- **Your instructions**
Print the records exactly as given.

---------- Data

PR #556, opened 2022-04-11
Drop most CSS value spaces duplicates

tidoust:
This applies the same logic as for CSS properties to drop duplicates from CSS extracts. Some duplicates remain: `<fit-content()>`, `<length>`, `<path()>`, `<percentage>`, `<rect()>` and `<url>`.

No easy way to get rid of them, as functions and terms seem to be reused on purpose with similar though slightly different meaning each time. These duplicates are hardcoded into tests.

No update to guarantees in README as it's not clear what interesting guarantees we can really make for now. Value spaces remain too messy to be directly usable, e.g. see https://github.com/w3c/webref/issues/127#issuecomment-1094811809

### DIFF
--- a/test/css/all.js
+++ b/test/css/all.js
@@ -43,11 +43,54 @@ const tempIgnore = [
   { shortname: 'svg-strokes', prop: 'valuespaces', name: '<dasharray>' }
 ];
 
+
+// Valuespaces that are defined more than once...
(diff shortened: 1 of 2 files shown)


tidoust:
Taking the liberty to merge to release a somewhat consistent CSS package.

--------------------

- **Your response**
PR #556, opened 2022-04-11
Drop most CSS value spaces duplicates

tidoust:
This applies the same logic as for CSS properties to drop duplicates from CSS extracts. Some duplicates remain: `<fit-content()>`, `<length>`, `<path()>`, `<percentage>`, `<rect()>` and `<url>`.

No easy way to get rid of them, as functions and terms seem to be reused on purpose with similar though slightly different meaning each time. These duplicates are hardcoded into tests.

No update to guarantees in README as it's not clear what interesting guarantees we can really make for now. Value spaces remain too messy to be directly usable, e.g. see https://github.com/w3c/webref/issues/127#issuecomment-1094811809

### DIFF
--- a/test/css/all.js
+++ b/test/css/all.js
@@ -43,11 +43,54 @@ const tempIgnore = [
   { shortname: 'svg-strokes', prop: 'valuespaces', name: '<dasharray>' }
 ];
 
+
+// Valuespaces that are defined more than once...
(diff shortened: 1 of 2 files shown)


tidoust:
Taking the liberty to merge to release a somewhat consistent CSS package.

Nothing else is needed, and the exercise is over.